__PROBLEM__: Every line below that carries the word "only" needs to be copied.

┌──

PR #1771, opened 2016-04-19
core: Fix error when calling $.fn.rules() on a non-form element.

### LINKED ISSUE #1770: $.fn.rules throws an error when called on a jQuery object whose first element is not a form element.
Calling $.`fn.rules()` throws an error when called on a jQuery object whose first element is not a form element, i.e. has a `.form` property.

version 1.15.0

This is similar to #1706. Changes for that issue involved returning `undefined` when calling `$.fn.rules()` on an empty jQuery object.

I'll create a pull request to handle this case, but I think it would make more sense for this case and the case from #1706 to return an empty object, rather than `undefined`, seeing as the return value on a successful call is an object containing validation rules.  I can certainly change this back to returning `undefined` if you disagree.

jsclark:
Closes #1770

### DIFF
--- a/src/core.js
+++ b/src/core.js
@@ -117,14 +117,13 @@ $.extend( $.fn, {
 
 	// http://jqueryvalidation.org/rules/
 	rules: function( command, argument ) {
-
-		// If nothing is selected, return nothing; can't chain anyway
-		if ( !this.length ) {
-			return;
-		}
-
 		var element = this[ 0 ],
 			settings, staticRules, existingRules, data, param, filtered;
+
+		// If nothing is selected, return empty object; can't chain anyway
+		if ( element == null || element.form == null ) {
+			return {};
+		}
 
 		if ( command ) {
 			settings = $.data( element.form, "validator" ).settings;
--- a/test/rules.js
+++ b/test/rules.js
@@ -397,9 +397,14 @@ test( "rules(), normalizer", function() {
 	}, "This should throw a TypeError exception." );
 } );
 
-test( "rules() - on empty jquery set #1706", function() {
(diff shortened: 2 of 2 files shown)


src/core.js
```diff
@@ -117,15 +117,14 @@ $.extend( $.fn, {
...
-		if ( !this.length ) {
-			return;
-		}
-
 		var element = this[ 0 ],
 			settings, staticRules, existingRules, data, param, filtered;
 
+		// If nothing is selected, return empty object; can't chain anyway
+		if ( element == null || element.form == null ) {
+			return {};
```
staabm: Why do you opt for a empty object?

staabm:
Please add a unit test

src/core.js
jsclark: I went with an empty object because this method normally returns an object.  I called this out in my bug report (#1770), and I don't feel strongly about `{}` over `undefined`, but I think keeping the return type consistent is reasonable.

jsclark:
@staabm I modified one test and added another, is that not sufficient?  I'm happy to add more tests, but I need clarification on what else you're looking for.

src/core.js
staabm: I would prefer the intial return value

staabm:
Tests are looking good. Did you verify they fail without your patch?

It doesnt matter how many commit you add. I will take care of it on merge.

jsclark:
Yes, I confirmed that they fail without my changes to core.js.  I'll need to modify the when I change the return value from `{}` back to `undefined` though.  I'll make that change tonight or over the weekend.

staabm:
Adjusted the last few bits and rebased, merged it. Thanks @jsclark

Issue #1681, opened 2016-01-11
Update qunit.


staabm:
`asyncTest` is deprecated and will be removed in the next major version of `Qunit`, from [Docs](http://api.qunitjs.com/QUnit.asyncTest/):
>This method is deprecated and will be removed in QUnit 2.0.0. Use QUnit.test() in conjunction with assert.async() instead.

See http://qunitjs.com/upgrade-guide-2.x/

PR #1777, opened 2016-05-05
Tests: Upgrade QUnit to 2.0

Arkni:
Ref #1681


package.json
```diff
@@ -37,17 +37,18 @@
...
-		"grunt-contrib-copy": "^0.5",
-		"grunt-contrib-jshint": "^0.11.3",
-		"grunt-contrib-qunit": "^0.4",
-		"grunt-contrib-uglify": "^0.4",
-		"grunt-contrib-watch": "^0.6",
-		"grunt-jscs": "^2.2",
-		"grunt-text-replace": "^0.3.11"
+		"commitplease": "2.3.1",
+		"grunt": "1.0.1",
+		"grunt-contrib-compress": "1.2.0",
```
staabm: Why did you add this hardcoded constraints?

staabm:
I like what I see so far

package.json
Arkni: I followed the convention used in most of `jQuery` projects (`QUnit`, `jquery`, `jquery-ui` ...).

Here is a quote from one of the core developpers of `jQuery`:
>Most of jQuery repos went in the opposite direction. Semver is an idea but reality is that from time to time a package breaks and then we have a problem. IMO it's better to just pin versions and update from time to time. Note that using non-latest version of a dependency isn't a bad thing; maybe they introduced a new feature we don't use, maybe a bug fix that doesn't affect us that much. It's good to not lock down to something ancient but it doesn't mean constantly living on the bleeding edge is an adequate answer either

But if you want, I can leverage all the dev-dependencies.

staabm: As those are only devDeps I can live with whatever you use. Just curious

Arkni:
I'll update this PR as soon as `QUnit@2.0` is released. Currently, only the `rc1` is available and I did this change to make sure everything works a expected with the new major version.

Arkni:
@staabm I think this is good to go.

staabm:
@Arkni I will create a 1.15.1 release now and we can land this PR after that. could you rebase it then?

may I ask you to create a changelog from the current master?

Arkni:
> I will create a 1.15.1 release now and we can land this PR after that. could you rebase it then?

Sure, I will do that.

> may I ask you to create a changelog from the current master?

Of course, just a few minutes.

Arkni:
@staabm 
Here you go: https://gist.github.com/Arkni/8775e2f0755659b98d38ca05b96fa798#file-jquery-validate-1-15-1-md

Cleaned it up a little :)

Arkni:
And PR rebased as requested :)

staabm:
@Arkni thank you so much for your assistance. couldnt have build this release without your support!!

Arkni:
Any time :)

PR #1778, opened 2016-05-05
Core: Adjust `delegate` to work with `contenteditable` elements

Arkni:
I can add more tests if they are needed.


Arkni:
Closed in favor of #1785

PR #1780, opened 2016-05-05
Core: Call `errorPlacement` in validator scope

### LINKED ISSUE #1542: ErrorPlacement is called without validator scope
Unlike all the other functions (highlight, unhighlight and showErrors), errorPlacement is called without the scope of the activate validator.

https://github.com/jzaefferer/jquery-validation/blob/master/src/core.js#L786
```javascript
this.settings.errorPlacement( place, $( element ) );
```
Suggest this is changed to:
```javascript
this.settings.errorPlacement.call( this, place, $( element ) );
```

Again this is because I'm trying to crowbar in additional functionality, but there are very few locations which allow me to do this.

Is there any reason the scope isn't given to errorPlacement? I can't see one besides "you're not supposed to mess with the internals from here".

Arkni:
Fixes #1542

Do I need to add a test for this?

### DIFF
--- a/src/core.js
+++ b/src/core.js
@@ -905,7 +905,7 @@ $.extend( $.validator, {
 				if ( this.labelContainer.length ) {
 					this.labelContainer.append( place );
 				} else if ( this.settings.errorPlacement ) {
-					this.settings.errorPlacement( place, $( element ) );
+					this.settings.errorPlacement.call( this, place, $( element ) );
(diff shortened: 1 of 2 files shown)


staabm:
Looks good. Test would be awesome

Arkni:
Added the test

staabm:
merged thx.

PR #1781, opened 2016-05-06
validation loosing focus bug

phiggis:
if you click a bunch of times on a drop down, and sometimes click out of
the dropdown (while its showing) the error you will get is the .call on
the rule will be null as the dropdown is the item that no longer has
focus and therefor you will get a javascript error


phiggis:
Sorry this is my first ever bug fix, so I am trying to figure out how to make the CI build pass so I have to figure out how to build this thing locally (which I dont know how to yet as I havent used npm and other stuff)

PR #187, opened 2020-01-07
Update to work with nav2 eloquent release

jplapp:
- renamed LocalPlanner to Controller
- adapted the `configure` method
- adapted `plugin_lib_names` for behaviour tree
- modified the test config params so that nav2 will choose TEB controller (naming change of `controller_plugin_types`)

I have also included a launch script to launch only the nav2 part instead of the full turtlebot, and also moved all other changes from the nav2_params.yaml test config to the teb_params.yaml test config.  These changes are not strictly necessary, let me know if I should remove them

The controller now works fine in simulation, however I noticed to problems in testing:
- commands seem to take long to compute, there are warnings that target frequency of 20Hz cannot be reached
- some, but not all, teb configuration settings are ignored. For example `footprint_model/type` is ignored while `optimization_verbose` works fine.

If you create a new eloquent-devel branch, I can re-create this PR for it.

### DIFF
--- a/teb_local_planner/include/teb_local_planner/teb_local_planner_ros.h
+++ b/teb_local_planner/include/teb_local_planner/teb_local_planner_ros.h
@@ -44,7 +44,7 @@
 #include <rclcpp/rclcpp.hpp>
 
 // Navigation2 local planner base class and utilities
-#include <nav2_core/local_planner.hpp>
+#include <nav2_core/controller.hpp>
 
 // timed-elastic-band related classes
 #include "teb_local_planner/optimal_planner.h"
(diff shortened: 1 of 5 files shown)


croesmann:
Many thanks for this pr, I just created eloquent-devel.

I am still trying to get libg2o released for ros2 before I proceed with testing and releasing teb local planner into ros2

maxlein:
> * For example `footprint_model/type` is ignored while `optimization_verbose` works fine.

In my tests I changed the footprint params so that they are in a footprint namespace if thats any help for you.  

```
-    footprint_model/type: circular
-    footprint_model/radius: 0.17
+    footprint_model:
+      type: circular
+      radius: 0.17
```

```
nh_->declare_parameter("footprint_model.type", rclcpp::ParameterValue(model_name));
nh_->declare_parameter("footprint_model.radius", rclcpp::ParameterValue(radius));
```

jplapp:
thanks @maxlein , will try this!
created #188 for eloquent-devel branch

└──

__SOLUTION FOR THIS TASK__:
staabm: As those are only devDeps I can live with whatever you use. Just curious
I'll update this PR as soon as `QUnit@2.0` is released. Currently, only the `rc1` is available and I did this change to make sure everything works a expected with the new major version.
I have also included a launch script to launch only the nav2 part instead of the full turtlebot, and also moved all other changes from the nav2_params.yaml test config to the teb_params.yaml test config.  These changes are not strictly necessary, let me know if I should remove them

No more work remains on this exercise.